Measured contrast in the HCIL over the control iterations. (a) wavefront corrections using physics model and analytical identified Jacobians with 1500, 2500, and 3500 data points. (b) wavefront corrections using physics model and gradient ascent identified Jacobians (bath size of 500) with 500, 1500, 2500, and 3500 data points.

JATIS_4_4_049006_f006.png

5.

E-M Algorithm Based Adaptive Control

The experimental results in Sec. 4 demonstrated the ability of the E-M algorithm to improve the Jacobian accuracy, even with only small amount of data. However, this system identification workflow (data collection—identification—wavefront correction) cannot keep up with some of the most important time-varying errors, such as thermally induced phase aberrations. In this section, we present an E-M algorithm based real-time adaptive control framework, or more specifically, a reinforcement learning control framework, to solve this problem. This reinforcement learning control strategy is not fundamentally different from the E-M algorithm based system identification; we use the same algorithm developed in Sec. 3 but only directly feed the wavefront correction data instead of the precollected data with random DM commands into the E-M equation.

5.1.

Reinforcement Learning for FPWC

Reinforcement learning control has attracted much attention recently as an important branch of machine learning. In reinforcement learning, the system, or agent, alternately runs a control policy to explore the environment and an adaptation step that varies the policy based on the information from the control step. Since the agents directly learn from the control attempts, it is more efficient for them to find the best control policies and track the model variations in real time. This technique has been widely applied to training complex control systems, such as those playing the game of Go31 or video games,32 robot manipulation, motion planning, and locomotion.33

Figure 7 shows the block diagram of the proposed adaptive FPWC system. It combines the wavefront estimation and control with the E-M system identification presented in Sec. 3. In this scheme, we no longer use random DM commands for identification. Instead, the DM commands and resulting images from the control loops are sent to the E-M algorithm to update the model instantanesouly. The new adaptive FPWC system now loops between running steps of wavefront estimation and control and updating the model parameters (which also means updating the control and estimation policy). In addition, not only is the Jacobian matrix, G, identified in the adaptive/reinforcement learning control step, so too are the process noise, σ2, and observation noise, ν2, as demonstrated in Eqs. (49) and (50). These are then used to tune the wavefront estimator (the covariance matrices of process noises and observation noises in Kalman filter) and controller (Tikhonov regularization matrix in EFC) based on Eqs. (27), (32), and (33). As a result, the Kalman filter estimator better balances the weights of the model predictions and observations, and the controller better chooses the damping parameter in the wavefront correction.
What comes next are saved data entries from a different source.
PR #3022, opened 2022-06-30
Logger tracing

garrensmith:
Add tracing to engine
This adds useful tracing spans to the engine to observe the flow
of prisma queries. A tracer is implemented for the node-api that passes
the traces to the log callback function as json so that the prisma client
can process them and add them to the OTEL pipeline.
    
On the queryengine binary side, the traces are written to stdout via
a new tracer. This again allows the client to read the traces and
add the tracing spans to the OTEL pipeline.

only traces with the `user_facing = true` attribute will be forwarded by the tracers.

### DIFF
--- a/query-engine/core/src/trace_helpers/mod.rs
+++ b/query-engine/core/src/trace_helpers/mod.rs
@@ -34,10 +34,9 @@ fn span_to_json(span: &SpanData) -> Value {
 
     // Override the name of quaint. It will be confusing for users to see quaint instead of
     // Prisma in the spans.
-    let name: Cow<str> = if span.name == "quaint:query" {
-        "prisma:db_query".into()
-    } else {
-        span.name.clone()
+    let name: Cow<str> = match span.name {
+        Cow::Borrowed("quaint:query") => "prisma:db_query".into(),
+        _ => span.name.clone(),
     };
 
     json!({
@@ -57,8 +56,7 @@ pub fn set_span_context(span: &Span, trace_id: Option<String>) {
         return;
     }
 
-    let mut trace: HashMap<String, String> = HashMap::new();
-    trace.insert("traceparent".to_string(), trace_id.unwrap());
+    let trace = HashMap::from([("traceparent".to_string(), trace_id.unwrap())]);
     let parent_context = opentelemetry::global::get_text_map_propagator(|propagator| propagator.extract(&trace));
 
     span.set_parent(parent_context)
--- a/query-engine/core/src/trace_helpers/mod.rs
+++ b/query-engine/core/src/trace_helpers/mod.rs
@@ -2,7 +2,7 @@ use opentelemetry::sdk::export::trace::SpanData;
 use serde_json::{json, Value};
 use std::borrow::Cow;
 use std::{collections::HashMap, time::SystemTime};
-use tracing::Span;
+use tracing::{Metadata, Span};
 use tracing_opentelemetry::OpenTelemetrySpanExt;
 
 const ACCEPT_ATTRIBUTES: &[&str] = &["db.statement", "itx_id", "db.type"];
@@ -71,4 +71,16 @@ pub fn set_parent_context_from_json_str(span: &Span, trace: String) -> Option<St
     let cx = opentelemetry::global::get_text_map_propagator(|propagator| propagator.extract(&trace));
     span.set_parent(cx);
     trace_id
+}
+
+pub fn is_user_facing_trace_filter(meta: &Metadata) -> bool {
+    if !meta.is_span() {
+        return false;
+    }
+
+    if meta.fields().iter().any(|f| f.name() == "user_facing") {
+        return true;
+    }
+
+    meta.target() == "quaint::connector::metrics" && meta.name() == "quaint:query"
 }
--- a/query-engine/core/src/trace_helpers/mod.rs
+++ b/query-engine/core/src/trace_helpers/mod.rs
@@ -42,9 +42,9 @@ fn span_to_json(span: &SpanData) -> Value {
 
     json!({
         "span": true,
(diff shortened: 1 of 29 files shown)


query-engine/query-engine-node-api/src/logger.rs
```diff
@@ -43,6 +43,22 @@ impl Logger {
             FilterExt::boxed(log_level)
         };
 
+        let is_user_trace = filter_fn(|meta| {
+            if !meta.is_span() {
+                return false;
+            }
+
+            if meta.fields().iter().any(|f| f.name() == "user_facing") {
```
garrensmith, line 51: only traces that have the `user_facing` tag will be returned to the client.

query-engine/core/src/trace_helpers/mod.rs
```diff
@@ -0,0 +1,74 @@
...
+        "prisma:db_query".into()
+    } else {
+        span.name.clone()
+    };
+
+    json!({
+        "span": true,
+        "trace_id": format!("{}", span.span_context.trace_id()),
+        "span_id": format!("{}",span.span_context.span_id()),
+        "parent_span_id": format!("{}",span.parent_span_id),
```
tomhoule, line 47: nitpick: everytime you write `format!("{}", thing)`, you can write `thing.to_string()` instead, and it will generate way less code for the compiler to compile (format!() expands to something large).

tomhoule: (`to_string()` uses `Display` so the result is exactly the same)

query-engine/query-engine-node-api/src/tracer.rs
```diff
@@ -0,0 +1,87 @@
...
+        // This doesn't work at the moment because we create the logger outside of an async runtime
+        // we could later move the creation of logger into the `connect` function
+        // let mut provider_builder = sdk::trace::TracerProvider::builder().with_batch_exporter(exporter, runtime::Tokio);
+        // remember to add features = ["rt-tokio"] to the cargo.toml
+        if let Some(config) = self.trace_config.take() {
+            provider_builder = provider_builder.with_config(config);
+        }
+        let provider = provider_builder.build();
+        let tracer = provider.tracer("opentelemetry");
+        let _ = global::set_tracer_provider(provider);
```
tomhoule, line 55: is this `let _` necessary? From experience, completely ignoring the return value no matter what has lead to bugs — if it's a result, calling `.ok()` on it will achieve the same thing, but it will break if the return type changes (to a future, for example), which I find good.

tomhoule (commented):
I'll leave the review for the substance to the client team, but the code looks good to me :+1: . My comments are all about small things.

query-engine/query-engine-node-api/src/tracer.rs
pimeys: Yep, I'd just panic here if the tracer provider cannot be set.

garrensmith: This just returns the GlobalTracer. So I've just removed the `let _`

danstarns (approved):
Soft approve from me, seeming that I'm not a Rust engineer, however, we have a test suite on the client-side: [`packages/client/tests/functional/tracing/tests.ts`](https://github.com/prisma/prisma/pull/13980/files#diff-7dade6f4e53985fe7029774f3e29c5740498ba41f1aa5d962f837fb999f7fad8)

That runs on Binary and Lib, and works locally, as well as manual testing.

query-engine/core/src/trace_helpers/mod.rs
```diff
@@ -0,0 +1,86 @@
...
+                map
+            });
+
+    // Override the name of quaint. It will be confusing for users to see quaint instead of
+    // Prisma in the spans.
+    let name: Cow<str> = if span.name == "quaint:query" {
+        "prisma:db_query".into()
+    } else {
+        span.name.clone()
+    };
```
Weakky, line 41: nitpick (I don't care if you wanna leave it as-is): a match stmt would make it easier to parse visually and also easier to add more span renames in the future

```rust
match span.name {
  "quaint:query" => "prisma:db_query".into(),
  _ => span.name.clone()
}
```

query-engine/core/src/trace_helpers/mod.rs
```diff
@@ -0,0 +1,86 @@
...
+    })
+}
+
+pub fn set_span_context(span: &Span, trace_id: Option<String>) {
+    if trace_id.is_none() {
+        return;
+    }
+
+    let mut trace: HashMap<String, String> = HashMap::new();
+    trace.insert("traceparent".to_string(), trace_id.unwrap());
```
Weakky, line 61: nitpick too, mostly for knowledge!

```suggestion
    let trace = HashMap::from([("traceparent".to_string(), trace_id.unwrap())]);
```

Weakky (approved):
No very useful feedback, feel free to ignore it. That's great work, thanks for the deep-dive, it made the code review far more enjoyable. One question: I saw there's a test-suite client side, it is intentional that we have none QE side?

query-engine/core/src/trace_helpers/mod.rs
garrensmith: Nice idea. I"ve changed it to this.

query-engine/core/src/trace_helpers/mod.rs
garrensmith: Good idea.

garrensmith:
> One question: I saw there's a test-suite client side, it is intentional that we have none QE side?
This isn't ideal, but it is really difficult to test from the engine side. And the client team have some good tests. So I would prefer not to add tests but later if it becomes an issue I will add some tests.

dpetrick (approved):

In our software implementation, we introduce a hyperparameter, γ, to Eq. (27), which defines a modified regularization matrix, W=γW=2γNpixσ2I, because we found the controller is usually able to be more aggressive than the theoretical suggestion.

Fig. 7

Block diagram of the E-M algorithm based adaptive FPWC system.

JATIS_4_4_049006_f007.png

5.2.

Reinforcement Learning Simulation

Again using the imperfect lab conditions that result in phase aberrations and actuator gain biases, as stated in Sec. 4.1.1, we simulated the reinforcement learning control for 50 control iterations. Two pairs of probing images were collected at each iteration for wavefront estimation. In Sec. 4, we used same pairwise probes for the convenience of validation error calculation; however, here, we allowed the DM probes to vary among different control iterations in the reinforcement learning control simulation. After every 10 control iterations, we supplied the control commands (10 steps), the pairwise probes (2 pairs/step × 10 steps), and the camera images (2 images/pair × 2 pairs/step × 10 steps) to the E-M algorithm to update the Jacobian matrix and the tuning parameters in the estimator and controller. For comparison, the wavefront control with the true Jacobian model and the fixed biased Jacobian model was also simulated. In both of these benchmark cases, the Kalman filter and the EFC controller were tuned to the best manually. Figure 8 shows the results of the three simulations. As can be seen, the reinforcement learning control gradually closed the contrast gap between the biased model and the true model. The E-M adaptation at every 10 iterations can be clearly seen on the correction curves.

Fig. 8

(a) Simulated FPWC reinforcement learning control and the benchmark wavefront control with the true Jacobian matrix and the fixed biased Jacobian matrix. The model parameters are updated using the E-M algorithm every ten iterations. (b) Zoomed-in figure of the box region in (a). The E-M identifications occurred at the iterations marked by pointed arrows.

JATIS_4_4_049006_f008.png

5.3.

Reinforcement Learning Experiment in HCIL

In this section, we present the results of using the reinforcement learning adaptive control approach in the HCIL. Unfortunately, because the ultimate contrast achievable in the HCIL is limited to roughly 1.5×107 due to incoherent background light (as seen in Figs. 6), it is not possible to reproduce the simulation results from the previous section. There, the adaptation step was run after each 10 iterations of the control. But as can be seen in Fig. 8, the modeled system reaches a contrast better than the lab limit of 107 in fewer than 10 steps, before the first reinforcement learning step. Through trial and error, it was found that the E-M algorithm cannot robustly identify the system with fewer than 10 learning steps. Therefore, to experimentally verify the algorithm, we limited each FPWC run to 10 control iterations and updated the model parameters using the E-M algorithm after each trial. The Jacobian and tuning parameters were then used for the next trial of wavefront correction.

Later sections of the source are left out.